Snowflake beat Q2 estimates with $1.55B revenue and $0.62 EPS, reversed a 4% intraday drop, and surged 22% after hours on AI-driven data warehousing demand.
- SNOW Q2 product revenue grew 37% year-over-year to $1.49B, with AI workloads accounting for roughly half of the acceleration.
- Adjusted EPS of $0.62 beat the $0.45 consensus by 38%; full-year product revenue guidance was raised to $6.07B, implying 36% growth.
- Net revenue retention held at 126%; shares reversed a 4.26% session decline to jump 22.37% after hours to $374.25.
Lead
Snowflake (SNOW) delivered fiscal second-quarter 2026 results well above Wall Street expectations on Wednesday, reporting revenue of $1.55 billion against a consensus estimate of $1.49 billion and adjusted earnings per share of $0.62 versus the $0.45 forecast. Shares, which had slid 4.26% during the regular session ahead of the print, rocketed 22.37% in after-hours trading to $374.25, pushing the stock through its 52-week high and erasing the intraday losses in one of the sharper post-earnings reversals in recent enterprise software history.What Did Snowflake Actually Report?
Product revenue - the platform's primary consumption metric - reached $1.49 billion, a 37% increase year-over-year and the third consecutive quarter of accelerating growth. The adjusted EPS of $0.62 came in 37.8% ahead of the FactSet consensus of $0.45. Net revenue retention, which measures spending expansion among existing customers, held at 126%. Snowflake added 692 net new customers during the quarter, bringing its total to 14,554, while 48 clients crossed the $1 million annual spending threshold.
Why Did the Stock Reverse a 4% Drop?
The magnitude of the beat - particularly on the earnings-per-share line - signaled to the market that AI-driven data warehousing demand is translating into real revenue rather than deferred pipeline. AI products contributed approximately half of the quarter's growth acceleration, led by CoCo and CoWork, Snowflake's generative AI offerings built atop its data cloud. The result directly addressed the concern that had pressed shares lower during the regular session: whether enterprise AI capital allocation would materialize in platform consumption and recurring revenue.

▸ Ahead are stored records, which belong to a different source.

PR #511, opened 2022-02-21
Vector pointers -> Typed vector lists

iosonofabio:
This PR aims at broadcasting to Python the recent introduction of typed vector lists in the igraph C core.

### DIFF
--- a/src/_igraph/graphobject.c
+++ b/src/_igraph/graphobject.c
@@ -11082,38 +11082,38 @@ PyObject *igraphmodule_Graph_minimum_size_separators(
 PyObject *igraphmodule_Graph_cohesive_blocks(igraphmodule_GraphObject *self,
     PyObject *args, PyObject *kwds) {
   PyObject *blocks_o, *cohesion_o, *parents_o, *result_o;
-  igraph_vector_ptr_t blocks;
+  igraph_vector_int_list_t blocks;
   igraph_vector_int_t cohesion, parents;
 
-  if (igraph_vector_ptr_init(&blocks, 0)) {
+  if (igraph_vector_int_list_init(&blocks, 0)) {
     igraphmodule_handle_igraph_error();
     return NULL;
   }
 
   if (igraph_vector_int_init(&cohesion, 0)) {
-    igraph_vector_ptr_destroy(&blocks);
+    igraph_vector_int_list_destroy(&blocks);
     igraphmodule_handle_igraph_error();
     return NULL;
   }
 
   if (igraph_vector_int_init(&parents, 0)) {
-    igraph_vector_ptr_destroy(&blocks);
+    igraph_vector_int_list_destroy(&blocks);
     igraph_vector_int_destroy(&cohesion);
     igraphmodule_handle_igraph_error();
     return NULL;
   }
 
   if (igraph_cohesive_blocks(&self->g, &blocks, &cohesion, &parents, 0)) {
-    igraph_vector_ptr_destroy(&blocks);
+    igraph_vector_int_list_destroy(&blocks);
     igraph_vector_int_destroy(&cohesion);
     igraph_vector_int_destroy(&parents);
     igraphmodule_handle_igraph_error();
     return NULL;
   }
 
-  blocks_o = igraphmodule_vector_int_ptr_t_to_PyList(&blocks);
-  IGRAPH_VECTOR_PTR_SET_ITEM_DESTRUCTOR(&blocks, igraph_vector_int_destroy);
-  igraph_vector_ptr_destroy_all(&blocks);
+  blocks_o = igraphmodule_vector_int_list_t_to_PyList(&blocks);
+  IGRAPH_VECTOR_INT_LIST_SET_ITEM_DESTRUCTOR(&blocks, igraph_vector_int_destroy);
+  igraph_vector_int_list_destroy(&blocks);
   if (blocks_o == NULL) {
     igraph_vector_int_destroy(&parents);
     igraph_vector_int_destroy(&cohesion);
@@ -11160,8 +11160,8 @@ PyObject *igraphmodule_Graph_cliques(igraphmodule_GraphObject * self,
   static char *kwlist[] = { "min", "max", NULL };
   PyObject *list, *item;
   Py_ssize_t min_size = 0, max_size = 0;
-  igraph_integer_t i, j, n;
-  igraph_vector_ptr_t result;
+  igraph_integer_t i, n;
+  igraph_vector_int_list_t result;
 
   if (!PyArg_ParseTupleAndKeywords(args, kwds, "|nn", kwlist,
                                    &min_size, &max_size))
@@ -11179,37 +11179,34 @@ PyObject *igraphmodule_Graph_cliques(igraphmodule_GraphObject * self,
     max_size = -1;
   }
 
-  if (igraph_vector_ptr_init(&result, 0)) {
+  if (igraph_vector_int_list_init(&result, 0)) {
     PyErr_SetString(PyExc_MemoryError, "");
     return NULL;
   }
 
   if (igraph_cliques(&self->g, &result, min_size, max_size)) {
-    igraph_vector_ptr_destroy(&result);
+    igraph_vector_int_list_destroy(&result);
     return igraphmodule_handle_igraph_error();
   }
 
-  n = igraph_vector_ptr_size(&result);
+  n = igraph_vector_int_list_size(&result);
   list = PyList_New(n);
   if (!list) {
     return NULL;
   }
 
   for (i = 0; i < n; i++) {
-    igraph_vector_int_t *vec = (igraph_vector_int_t *) VECTOR(result)[i];
+    igraph_vector_int_t *vec = igraph_vector_int_list_get_ptr(&result, i);
     item = igraphmodule_vector_int_t_to_PyTuple(vec);
     if (!item || PyList_SetItem(list, i, item)) {
-      for (j = i; j < n; j++) {
-        igraph_vector_int_destroy((igraph_vector_int_t *) VECTOR(result)[j]);
-      }
-      igraph_vector_ptr_destroy_all(&result);
+      igraph_vector_int_list_destroy(&result);
       Py_XDECREF(item);
       Py_DECREF(list);
       return NULL;
     }
     igraph_vector_int_destroy(vec);
   }
-  igraph_vector_ptr_destroy_all(&result);
+  igraph_vector_int_list_destroy(&result);
 
   return list;
 }
@@ -11220,40 +11217,37 @@ PyObject *igraphmodule_Graph_cliques(igraphmodule_GraphObject * self,
 PyObject *igraphmodule_Graph_largest_cliques(igraphmodule_GraphObject * self)
 {
   PyObject *list, *item;
-  igraph_integer_t i, j, n;
-  igraph_vector_ptr_t result;
+  igraph_integer_t i, n;
+  igraph_vector_int_list_t result;
 
-  if (igraph_vector_ptr_init(&result, 0)) {
+  if (igraph_vector_int_list_init(&result, 0)) {
     PyErr_SetString(PyExc_MemoryError, "");
     return NULL;
   }
 
   if (igraph_largest_cliques(&self->g, &result)) {
-    igraph_vector_ptr_destroy(&result);
+    igraph_vector_int_list_destroy(&result);
     return igraphmodule_handle_igraph_error();
   }
 
-  n = igraph_vector_ptr_size(&result);
+  n = igraph_vector_int_list_size(&result);
   list = PyList_New(n);
   if (!list) {
     return NULL;
   }
 
   for (i = 0; i < n; i++) {
-    igraph_vector_int_t *vec = (igraph_vector_int_t *) VECTOR(result)[i];
+    igraph_vector_int_t *vec = igraph_vector_int_list_get_ptr(&result, i);
     item = igraphmodule_vector_int_t_to_PyTuple(vec);
     if (!item || PyList_SetItem(list, i, item)) {
-      for (j = i; j < n; j++) {
-        igraph_vector_int_destroy((igraph_vector_int_t *) VECTOR(result)[j]);
-      }
-      igraph_vector_ptr_destroy_all(&result);
+      igraph_vector_int_list_destroy(&result);
       Py_XDECREF(item);
       Py_DECREF(list);
       return NULL;
     }
     igraph_vector_int_destroy(vec);
   }
-  igraph_vector_ptr_destroy_all(&result);
+  igraph_vector_int_list_destroy(&result);
 
   return list;
 }
@@ -11316,8 +11310,8 @@ PyObject *igraphmodule_Graph_maximal_cliques(igraphmodule_GraphObject * self,
     PyObject* args, PyObject* kwds) {
   static char* kwlist[] = { "min", "max", "file", NULL };
   PyObject *list, *item, *file = Py_None;
-  Py_ssize_t min = 0, max = 0, i, j, n;
-  igraph_vector_ptr_t result;
+  Py_ssize_t min = 0, max = 0, i, n;
+  igraph_vector_int_list_t result;
   igraphmodule_filehandle_t filehandle;
 
   if (!PyArg_ParseTupleAndKeywords(args, kwds, "|nnO", kwlist, &min, &max, &file))
@@ -11327,37 +11321,34 @@ PyObject *igraphmodule_Graph_maximal_cliques(igraphmodule_GraphObject * self,
   CHECK_SSIZE_T_RANGE(max, "maximum size");
 
   if (file == Py_None) {
-    if (igraph_vector_ptr_init(&result, 0)) {
+    if (igraph_vector_int_list_init(&result, 0)) {
       PyErr_SetString(PyExc_MemoryError, "");
       return NULL;
     }
 
     if (igraph_maximal_cliques(&self->g, &result, min, max)) {
-      igraph_vector_ptr_destroy(&result);
+      igraph_vector_int_list_destroy(&result);
       return igraphmodule_handle_igraph_error();
     }
 
-    n = igraph_vector_ptr_size(&result);
+    n = igraph_vector_int_list_size(&result);
     list = PyList_New(n);
     if (!list) {
       return NULL;
     }
 
     for (i = 0; i < n; i++) {
-      igraph_vector_int_t *vec = (igraph_vector_int_t *) VECTOR(result)[i];
+      igraph_vector_int_t *vec = igraph_vector_int_list_get_ptr(&result, i);
       item = igraphmodule_vector_int_t_to_PyTuple(vec);
       if (!item || PyList_SetItem(list, i, item)) {
-        for (j = i; j < n; j++) {
-          igraph_vector_int_destroy((igraph_vector_int_t *) VECTOR(result)[j]);
-        }
-        igraph_vector_ptr_destroy_all(&result);
+        igraph_vector_int_list_destroy(&result);
         Py_XDECREF(item);
         Py_DECREF(list);
         return NULL;
       }
       igraph_vector_int_destroy(vec);
     }
-    igraph_vector_ptr_destroy_all(&result);
+    igraph_vector_int_list_destroy(&result);
 
     return list;
   } else {
@@ -11398,8 +11389,8 @@ PyObject *igraphmodule_Graph_independent_vertex_sets(igraphmodule_GraphObject
   static char *kwlist[] = { "min", "max", NULL };
   PyObject *list, *item;
   Py_ssize_t min_size = 0, max_size = 0;
-  igraph_integer_t i, j, n;
-  igraph_vector_ptr_t result;
+  igraph_integer_t i, n;
+  igraph_vector_int_list_t result;
 
   if (!PyArg_ParseTupleAndKeywords(args, kwds, "|nn", kwlist,
                                    &min_size, &max_size))
@@ -11417,37 +11408,34 @@ PyObject *igraphmodule_Graph_independent_vertex_sets(igraphmodule_GraphObject
     max_size = -1;
   }
 
-  if (igraph_vector_ptr_init(&result, 0)) {
+  if (igraph_vector_int_list_init(&result, 0)) {
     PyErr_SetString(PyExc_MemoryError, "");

AI Products Drive Third Consecutive Acceleration
Snowflake has emerged as one of the clearest signals within ai stocks for whether corporate AI investments convert into sustained cloud data spend. Three straight quarters of accelerating product revenue growth provide evidence that they do. The platform's integration with large language models and its native AI product suite have expanded average contract values and deepened customer dependency, as reflected in the 126% net revenue retention rate. AI-oriented customers tend to generate higher consumption velocity, a dynamic Snowflake's quarter validates at scale.
Guidance Raised Across the Board
Management lifted full-year product revenue guidance to $6.07 billion, from a prior midpoint well below that figure, while raising operating margin guidance to 14.5% from 13.5%. That combination - accelerating top-line growth alongside margin expansion - is an unusual setup in enterprise software and underpinned the after-hours re-rating. The margin improvement signals that Snowflake is beginning to convert scale into profitability rather than reinvesting all incremental revenue into go-to-market expansion.
What Does MongoDB's Print Signal for Data Infrastructure?
One session before Snowflake's release, MongoDB (MDB) reported fiscal Q2 revenue of $771.8 million, up 30.5% year-over-year, with non-GAAP EPS of $1.90, 18.1% above consensus. MongoDB lifted full-year revenue guidance to $3.01 billion at the midpoint and cited early demand for AI workloads - particularly Atlas Vector Search and Voyage AI - as a new growth driver. MongoDB shares fell despite the beat on valuation concerns, but the underlying result confirmed that AI-oriented data infrastructure platforms are seeing genuine enterprise adoption across the stack. Snowflake's outsized after-hours gain suggests investors read two consecutive AI data beats as structural confirmation rather than single-quarter variance.
Outlook
Snowflake enters the second half of fiscal 2026 with accelerating product revenue, raised full-year guidance, expanding operating margins, and an AI product suite now contributing meaningfully to growth. The convergence of Snowflake's 37% product revenue expansion and MongoDB's 30.5% revenue growth in the same reporting window reinforces that AI-driven data infrastructure represents one of the more durable enterprise spending categories heading into late 2026. The next catalyst for SNOW will be third-quarter consumption trends and whether net revenue retention can sustain above the 125% level that has historically correlated with long-cycle customer expansion.